Assigned task
In the entries below, find each line with the word "there" and return it.

Stored data entries:
PR #321, opened 2020-11-27
Detect TestCaseSource attributes defined in base class.

### LINKED ISSUE #320: Incorrect NUnit1011 when TestCaseSource references a base class member
Repros in 0.4.0–0.6.0, not present in 0.3.0

```cs
using NUnit.Framework;

class Base
{
    public static IEnumerable<string> TargetFrameworks { get; } = new[] { "net48", "netcoreapp3.1" };
}

class Derived : Base
{
    // ❌ NUnit1011 The TestCaseSource argument 'TargetFrameworks' does not specify an existing member
    //              ↓↓↓↓↓↓↓↓↓↓↓↓↓↓↓↓↓↓↓↓↓↓↓↓
    [TestCaseSource(nameof(TargetFrameworks))]
    public void Test(string targetFramework)
    {
    }
}
```

manfred-brands:
Fixes #320

### DIFF
--- a/src/nunit.analyzers/SourceCommon/SourceHelpers.cs
+++ b/src/nunit.analyzers/SourceCommon/SourceHelpers.cs
@@ -79,11 +79,26 @@ namespace NUnit.Analyzers.SourceCommon
                 return null;
             }
 
-            var symbol = attributeInformation.SourceType
-                .GetMembers(attributeInformation.SourceName)
+            return attributeInformation.SourceType.GetMember(attributeInformation.SourceName);
+        }
+
+        public static ISymbol? GetMember(this INamedTypeSymbol typeSymbol, string name)
+        {
+            ISymbol? symbol = typeSymbol
+                .GetMembers(name)
                 .FirstOrDefault(m => m.Kind == SymbolKind.Field
                     || m.Kind == SymbolKind.Property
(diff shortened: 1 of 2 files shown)


src/nunit.analyzers/SourceCommon/SourceHelpers.cs
```diff
@@ -79,12 +79,27 @@ internal static class SourceHelpers
...
+
+        public static ISymbol? GetMember(this INamedTypeSymbol typeSymbol, string name)
+        {
+            ISymbol? symbol = typeSymbol
+                .GetMembers(name)
                 .FirstOrDefault(m => m.Kind == SymbolKind.Field
                     || m.Kind == SymbolKind.Property
                     || m.Kind == SymbolKind.Method);
 
+            if (symbol is null && typeSymbol.BaseType != null)
```
jnm2, line 93: I think there needs to be a loop. A test that places the test case source in the base class of the base class would indicate this.

jnm2: Never mind, I missed the recursion.

mikkelbu (approved):
Looks good. Thanks for this improvement @manfred-brands.

PR #324, opened 2020-11-29
Move to latest GuOrg.Roslyn.Assert package

### LINKED ISSUE #323: Update to latest GuOrg.Roslyn.Asserts
We are behind and the current code doesn't fail if there are actually compiler errors in the test code strings.

manfred-brands:
Fixes #323 

The big downside with 'strings' as test is that they contained compile timer errors without us realizing it.
This new version of the package fails the test if there are compile time errors.
Fixed about 10 cases where our tests contained compile time errors.

The other downside is that we don't know if the test examples actually work on nunit.


mikkelbu (approved):
Looks good @manfred-brands. I hope that you have used a refactoring (or regular expression) for most of the changes (at least the PRs was very repetitive to review 😄)

mikkelbu:
Regarding 'strings' as test, then this project initially had the "test code" included in the project (I cannot remember if it was as regular code or just as content), but the setup was quite cumbersome, and it was quite annoying to add new tests.

I'm unsure if we can improve on "we don't know if the test examples actually work on nunit"? Perhaps we can dynamically compile the code in the valid code strings and and then run that using NUnitLite or something similar.

PR #325, opened 2020-11-29
Added DiagnosticsSuppressor for NullReference

### LINKED ISSUE #157: Suppress nullability warnings after Is.Not.Null constraint
As discussed here https://github.com/nunit/nunit/issues/3376#issuecomment-535879642, it would be great to suppress nullability warnings after Is.Not.Null asserts, e.g.
```csharp
string? str = GetNullable();
Assert.That(str, Is.Not.Null);
Assert.That(str.Length, Is.Not.Zero);  // <----- should be no warning here
```

Unfortunately, we cannot impact roslyn's nullability analysis, only suppress analyzers (see https://github.com/dotnet/roslyn/issues/32042#issuecomment-540524650), which means that at least very basic logic should be re-invented.

Cases that I think should be covered:
`Assert.That(obj?.PropA?.PropB, Is.Not.Null)`
`Assert.That(obj, Is.Not.Null & Is.Not.Empty)`
`Assert.That(obj, Is.Not.Null.And.Not.Empty)`

```csharp
Assert.Multiple(() =>
{
	string? str = GetNullable();
	Assert.That(str, Is.Not.Null);
	Assert.That(str.Length, Is.Not.Zero);  // <----- warning should remain here
});
```

manfred-brands:
Fixes #157 

Preliminary version:
* Detects: Assert.NotNull, Assert.IsNotNull and Assert.That(..., Is.Not.Null)
* Recognizes: Assert.Multiple
* Recognizes: Assignments

The current version is certainly not catching all cases.
I welcome suggestion for other test cases.

### DIFF
--- a/src/nunit.analyzers.tests/DiagnosticSuppressors/DereferencePossiblyNullReferenceSuppressorTests.cs
+++ b/src/nunit.analyzers.tests/DiagnosticSuppressors/DereferencePossiblyNullReferenceSuppressorTests.cs
@@ -1,0 +1,312 @@
+using System.Threading.Tasks;
+using Microsoft.CodeAnalysis.Diagnostics;
+using NUnit.Analyzers.DiagnosticSuppressors;
+using NUnit.Framework;
+
+namespace NUnit.Analyzers.Tests.DiagnosticSuppressors
+{
+    public class DereferencePossiblyNullReferenceSuppressorTests
+    {
+        private const string ABDefinition = @"
+            private static A? GetA(bool create) => create ? new A() : default(A);
+
+            private static B? GetB(bool create) => create ? new B() : default(B);
+
+            private static A? GetAB(string? text) => new A { B = new B { Text = text } };
+                
+            private class A
+            {
+                public B? B { get; set; }
+            }
+
+            private class B
+            {
+                public string? Text { get; set; }
+
+                public void Clear() => this.Text = null;
+
+                [System.Diagnostics.Contracts.Pure]
+                public string SafeGetText() => this.Text ?? string.Empty;
+            }
+        ";
+
+        private static readonly DiagnosticSuppressor suppressor = new DereferencePossiblyNullReferenceSuppressor();
+
+        [TestCase("")]
+        [TestCase("Assert.NotNull(string.Empty)")]
+        [TestCase("Assert.IsNull(s)")]
+        [TestCase("Assert.Null(s)")]
+        [TestCase("Assert.That(s, Is.Null)")]
+        public async Task NoValidAssert(string assert)
+        {
+            var testCode = TestUtility.WrapMethodInClassNamespaceAndAddUsings(@$"
+                #nullable enable
+                [TestCase("""")]
+                public void Test(string? s)
+                {{
+                    {assert};
+                    Assert.That(s.Length, Is.GreaterThan(0));
+                }}
+            ");
+
+            await DiagnosticsSuppressorAnalyzer.EnsureNotSuppressed(suppressor, testCode)
+                                               .ConfigureAwait(false);
+        }
+
+        [TestCase("Assert.NotNull(s)")]
+        [TestCase("Assert.IsNotNull(s)")]
+        [TestCase("Assert.That(s, Is.Not.Null)")]
+        public async Task WithLocalValidAssert(string assert)
+        {
+            var testCode = TestUtility.WrapMethodInClassNamespaceAndAddUsings(@$"
+                #nullable enable
+                [TestCase("""")]
+                public void Test(string? s)
+                {{
+                    {assert};
+                    Assert.That(s.Length, Is.GreaterThan(0));
+                }}
+            ");
+
+            await DiagnosticsSuppressorAnalyzer.EnsureSuppressed(suppressor,
+                DereferencePossiblyNullReferenceSuppressor.SuppressionDescriptors["CS8602"], testCode)
+                .ConfigureAwait(false);
+        }
+
+        [TestCase("Assert.NotNull(s)")]
+        [TestCase("Assert.IsNotNull(s)")]
+        [TestCase("Assert.That(s, Is.Not.Null)")]
+        public async Task WithFieldValidAssert(string assert)
+        {
+            var testCode = TestUtility.WrapMethodInClassNamespaceAndAddUsings(@$"
+                #nullable enable
+                private string? s;
+                [Test]
+                public void Test()
+                {{
+                    {assert};
+                    Assert.That(s.Length, Is.GreaterThan(0));
+                }}
+
+                public void SetS(string? v) => s = v;
+            ");
+
+            await DiagnosticsSuppressorAnalyzer.EnsureSuppressed(suppressor,
+                DereferencePossiblyNullReferenceSuppressor.SuppressionDescriptors["CS8602"], testCode)
+                .ConfigureAwait(false);
+        }
+
+        [Test]
+        public async Task ReturnValue()
+        {
+            var testCode = TestUtility.WrapMethodInClassNamespaceAndAddUsings(@"
+                #nullable enable
+                [TestCase("""")]
+                public void Test(string? s)
+                {
+                    string result = DoSomething(s);
+                }
+
+                private static string DoSomething(string? s)
+                {
+                    Assert.NotNull(s);
+                    return s;
+                }
+            ");
+
+            await DiagnosticsSuppressorAnalyzer.EnsureSuppressed(suppressor,
+                DereferencePossiblyNullReferenceSuppressor.SuppressionDescriptors["CS8603"], testCode)
+                .ConfigureAwait(false);
+        }
+
+        [Test]
+        public async Task Parameter()
+        {
+            var testCode = TestUtility.WrapMethodInClassNamespaceAndAddUsings(@"
+                #nullable enable
+                [TestCase("""")]
+                public void Test(string? s)
+                {
+                    Assert.NotNull(s);
+                    DoSomething(s);
+                }
+
+                private static void DoSomething(string s)
+                {
+                    _ = s;
+                }
+            ");
+
+            await DiagnosticsSuppressorAnalyzer.EnsureSuppressed(suppressor,
+                DereferencePossiblyNullReferenceSuppressor.SuppressionDescriptors["CS8604"], testCode)
+                .ConfigureAwait(false);
+        }
+
+        [Test]
+        public async Task NullableCast()
+        {
+            var testCode = TestUtility.WrapMethodInClassNamespaceAndAddUsings(@"
+                #nullable enable
+                [Test]
+                public void Test()
+                {
+                    int? possibleNull = GetNext();
+                    Assert.NotNull(possibleNull);
+                    int i = (int)possibleNull;
+                    Assert.That(i, Is.EqualTo(1));
+                }
+
+                private static int? GetNext() => 1;
+            ");
+
+            await DiagnosticsSuppressorAnalyzer.EnsureSuppressed(suppressor,
+                DereferencePossiblyNullReferenceSuppressor.SuppressionDescriptors["CS8629"], testCode)
+                .ConfigureAwait(false);
+        }
+
+        [Test]
+        public async Task WithReassignedAfterAssert()
+        {
+            var testCode = TestUtility.WrapMethodInClassNamespaceAndAddUsings(@"
+                #nullable enable
+                [TestCase("""")]
+                public void Test(string? s)
+                {
+                    Assert.NotNull(s);
+                    s = null;
+                    Assert.That(s.Length, Is.GreaterThan(0));
+                }
+            ");
+
+            await DiagnosticsSuppressorAnalyzer.EnsureNotSuppressed(suppressor, testCode)
+                                               .ConfigureAwait(false);
+        }
+
+        [Test]
+        public async Task WithReassignedFieldAfterAssert()
+        {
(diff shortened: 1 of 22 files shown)


manfred-brands:
Added recognition that `Assert.That(a?.B?.C, Is.Not.Null)` means that all three of `a`, `a.B` and `a.B.C` are not null.
Added recognition that assigning to `a` or `b` will invalidate this.

Cleaned up the code a bit.
Added more unit test cases.

manfred-brands:
Our .nuspec file was hardcoded to take the netstandard1.6 dll which does not support the DiagnosticSuppressor.
Roslyn analyzers cannot be multi-targeted. The [ticket](https://github.com/dotnet/roslyn-sdk/issues/107) has been open for almost 3 years. Roslyn itself has the 2.x range and the 3.x range. We could issue two sets of our package as well or drop support for VS2017.

For now I added an option to the build scripts to specify which dll to add to the nuget package: `-targetFramework netstandard2.0`
Depending the decision from @mikkelbu we will need to update the script to create two different nuget packages: 0.x range for VS2017 and 1.x range for VS2019 (or we could make the leap and use the same range as roslyn: 2.x and 3.x)

manfred-brands:
After using it in one of our NUnit projects which needed converting to Nullability, there were more CS errors that needs suppressing. Added a few more use cases.
Otherwise it seems to work.

manfred-brands:
The last commit adds a suppressor for nullable fields not initialized. The rule is suppressed if the field is initialized in the (OneTime)SetUp method. This helps for test setting class instances in the Setup of the test.

mikkelbu:
First and foremost, I very much appreciate this contribution, and I hope to have time to review it in detail the one of the following days (so far I've only skimmed the files).

I still think we should support VS2017, and I like your approach of being able to specify the targetFramework. I'm unsure of whether the best approach would be to have two separate feeds or one feed with two different versions numbers, but I'll give it some more thought.

src/nunit.analyzers/DiagnosticSuppressors/NonNullableFieldIsUninitializedSuppressor.cs
```diff
@@ -0,0 +1,81 @@
...
+            {
+                return false;
+            }
+
+            foreach (var statement in method.Body.Statements)
+            {
+                if (statement is ExpressionStatementSyntax expressionStatement &&
+                    expressionStatement.Expression is AssignmentExpressionSyntax assignmentExpression)
+                {
+                    if (assignmentExpression.Left.ToString() == fieldName)
```
mikkelbu, line 69: Perhaps we should also handle when the left-side is prefixed with `this`, e.g. `this.someVariable`?

src/nunit.analyzers/DiagnosticSuppressors/NonNullableFieldIsUninitializedSuppressor.cs
```diff
@@ -0,0 +1,81 @@
...
+            {
+                SyntaxNode? node = diagnostic.Location.SourceTree?.GetRoot(context.CancellationToken)
+                                                                  .FindNode(diagnostic.Location.SourceSpan);
+
+                if (node is null)
+                {
+                    continue;
+                }
+
+                string fieldName = node.ToString();
```
mikkelbu, line 36: Probably my lack of understanding of `DiagnosticSuppressor`, but can we do something more strongly typed than a string for the field? (same comment for the other suppressor)

mikkelbu (commented):
So far it looks good. I've tested the code a little and reviewed all but the tests (and `DiagnosticsSuppressorAnalyzer.cs`) - I'll see if I've time for the last part tomorrow night.

src/nunit.analyzers.tests/DiagnosticSuppressors/DiagnosticsSuppressorAnalyzer.cs
```diff
@@ -0,0 +1,109 @@
...
+                Assert.That(suppressionsHashSet, Does.Contain((suppressionDescriptor.Id, suppressionDescriptor.Justification)));
+            }
+
+            /*
+            if (error is DiagnosticWithProgrammaticSuppression diagnosticWithProgrammaticSuppression)
+            {
+                ImmutableHashSet<(string Id, LocalizableString Justification)> suppressionsHashSet =
+                diagnosticWithProgrammaticSuppression.ProgrammaticSuppressionInfo.Suppressions;
+            }
+            */
```
mikkelbu, line 106:
```suggestion
```

src/nunit.analyzers.tests/DiagnosticSuppressors/DiagnosticsSuppressorAnalyzer.cs
```diff
@@ -0,0 +1,109 @@
...
+        {
+            // We cannot check for the correct suppression nicely.
+            // DiagnosticWithProgrammaticSuppression is a private class.
+            // ProgrammaticSuppressionInfo is an internal class.
+            // Resorting to reflection ...
+            Type errorType = error.GetType();
+            Assert.That(errorType.Name, Is.EqualTo("DiagnosticWithProgrammaticSuppression"));
+
+            var programmaticSuppressionInfoProperty = errorType.GetProperty("ProgrammaticSuppressionInfo",
+                                                                            BindingFlags.Instance | BindingFlags.NonPublic);
```
mikkelbu, line 86: I could not understand why we didn't need to check `programmaticSuppressionInfoProperty` for null, as my VS says that the type is `PropertyInfo?` (which is strange as the VS also states that `GetProperty` returns a `PropertyInfo`), and in the next line it says `'programmaticSuppressionInfoProperty' is not null here.`.

Is this because in ".NET Standard 2.1" the return type of `GetProperty` is `PropertyInfo`, so the compiler assumes that this cannot be null, but since I've also have ".NET 5.0" installed (which has `PropertyInfo?` as the return type), then VS shows me this information?

mikkelbu (approved):
Great work @manfred-brands 🥇 . I've only left a few comments and questions.

Regarding releasing this then I'm currently leaning towards your proposal of having two versions in the same feed (and use the same range as Roslyn - even though these version numbers are unknown for most people). But I think we should do this in a subsequent issue/PR to make the change more visible (with respect to release notes etc.).

I'm most happy to merge this when you are 👍

src/nunit.analyzers/DiagnosticSuppressors/NonNullableFieldIsUninitializedSuppressor.cs
manfred-brands: I added two test cases, but the one advantage of text based comparison is that the code already handles `this.member` as the left part of the assignment.
The downside it, it doesn't handle inconsistent use of the `this` prefix, e.g. using it in the assignment, but not in references. But that would already be flagged by the compiler (IDE0009).

src/nunit.analyzers/DiagnosticSuppressors/NonNullableFieldIsUninitializedSuppressor.cs
manfred-brands: CS8618 is raised for nulable fields, so we know that the SyntaxNode is a field. We don't actually care about the type.
But in this case, I do need to detect `this.field` as a separate assignment case: Code updated.

manfred-brands: For the actual null reference suppressor, we get the error reported on the expression. Again we don't care about the type. I check if the same expression that raises the null reference error is also used in the `Assert` call.
It fails when mixing expressions like in:
```
A? a = GetA(create);
Assert.That(a?.B?.Text, Is.Not.Null);
B b = a.B;
Assert.That(b.Text.Length, Is.GreaterThan(0));
```
Even though `b.Text` was tested as `a?.B?.Text` neither string comparison nor symbol analysis would help. Only if we could analyze the flow of assignments. The example is contrived, a more appropriate example would be:
```
A? a = GetA(create);
string? t = a?.B?.Text;
Assert.That(t, Is.Not.Null);
Assert.That(t.Length, Is.GreaterThan(0));
```

I am a bit disappointed that the following also fails:
```
A? a = GetA(create);
Assert.That(a?.B, Is.Not.Null);
B b = a.B;
string? t = b.Text;
Assert.That(t, Is.Not.Null);
Assert.That(t.Length, Is.GreaterThan(0));
```

The assignment `B b = a.B` where `b` is not nullable is suppressed correctly, but then the compiler still complains about `b` being possible `null` in `b.Text`. It looks like suppressors can only suppress an error, but not alter the compilers idea of what could be `null`.
It works when doing:
```
A? a = GetA(create);
B? b = a?.B;
Assert.That(b, Is.Not.Null);
string? t = b.Text;
Assert.That(t, Is.Not.Null);
Assert.That(t.Length, Is.GreaterThan(0));
```

src/nunit.analyzers.tests/DiagnosticSuppressors/DereferencePossiblyNullReferenceSuppressorTests.cs
```diff
@@ -0,0 +1,271 @@
...
+
+        [Test]
+        public async Task ReturnValue()
+        {
+            var testCode = TestUtility.WrapMethodInClassNamespaceAndAddUsings(@"
+                #nullable enable
+                [TestCase("""")]
+                public void Test(string? s)
+                {
+                    Assert.NotNull(s);
```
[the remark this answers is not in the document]
manfred-brands: Correct. I have removed it.

src/nunit.analyzers.tests/DiagnosticSuppressors/DiagnosticsSuppressorAnalyzer.cs
manfred-brands: Removed.

src/nunit.analyzers.tests/DiagnosticSuppressors/DiagnosticsSuppressorAnalyzer.cs
manfred-brands: All our target frameworks predate nullability. One way to get the correct annotations in is to use the excellent [TunnelVisionLabs.ReferenceAssemblyAnnotator](https://github.com/tunnelvisionlabs/ReferenceAssemblyAnnotator) to pull in .NET5.0 annotated references.
I did that and guess what, it complained about the `programmaticSuppressionInfoProperty` being null. So good catch by you. It also reported a few more.
I added two commits, one with updating the .csproj files and one with fixing the violations.

manfred-brands:
> I'm most happy to merge this when you are

The one thing I didn't add was documentation. As it suppresses compiler errors, it doesn't raise an issue by itself.
But maybe someone wants to disable the suppressors as it makes their code fail when analyzers are off. On our big project we have Live analyzers enabled (while editing in VS)so that code that gets touched, gets improved, but they are disabled during builds as older code doesn't (yet) comply. This means code won't compile even though it doesn't show errors in VS.
Disabling the suppression is a hassle until [roslyn#4972](https://github.com/dotnet/roslyn/issues/4972) is resolved.
It requires a separate .ruleset 

I added two documentation files and updated the index.md
This caught that I should have started the new range with NUnit3001 to be consistent with the others: Fixed.

The documentation is not yet tested in DocumentationTests.

manfred-brands:
> The documentation is not yet tested in DocumentationTests.

It is now.

mikkelbu (approved):
Again, great work. I've added some nitpick (mostly about the documentation), but besides this I think makes a great addition. As before I'm - even more - happy to merge this, when you are ready.

src/nunit.analyzers.tests/DiagnosticSuppressors/DereferencePossiblyNullReferenceSuppressorTests.cs
```diff
@@ -0,0 +1,312 @@
...
+                #nullable enable
+                private string? s;
+                [Test]
+                public void Test()
+                {{
+                    {assert};
+                    Assert.That(s.Length, Is.GreaterThan(0));
+                }}
+
+                public void SetS(string? v) => s = v;
```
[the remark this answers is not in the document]
manfred-brands: This is needed to prevent a compile error (_warning CS0649: Field 'TestClass.s' is never assigned to, and will always have its default value null_) which causes the unit test to fail.

src/nunit.analyzers.tests/DocumentationTests.cs
```diff
@@ -351,9 +429,83 @@ private static string CreateStub(DiagnosticDescriptor descriptor)
...
+{EscapeTags(descriptor.Justification)}
+
+## Motivation
+
+ADD MOTIVATION HERE
+
+## How to fix violations
+
+ADD HOW TO FIX VIOLATIONS HERE
+
```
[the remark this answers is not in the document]
manfred-brands: Yes, added. And it wound an issue in the documentation using the wrong description in the .editorconfig section.

manfred-brands:
Thanks @mikkelbu for the review. Ready for merge.

src/nunit.analyzers.tests/DocumentationTests.cs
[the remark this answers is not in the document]
mikkelbu: Great 👍

src/nunit.analyzers/DiagnosticSuppressors/NonNullableFieldIsUninitializedSuppressor.cs
mikkelbu: Thanks for the explanation. It helped a lot on my understanding.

Response area
jnm2, line 93: I think there needs to be a loop. A test that places the test case source in the base class of the base class would indicate this.
We are behind and the current code doesn't fail if there are actually compiler errors in the test code strings.
This new version of the package fails the test if there are compile time errors.
After using it in one of our NUnit projects which needed converting to Nullability, there were more CS errors that needs suppressing. Added a few more use cases.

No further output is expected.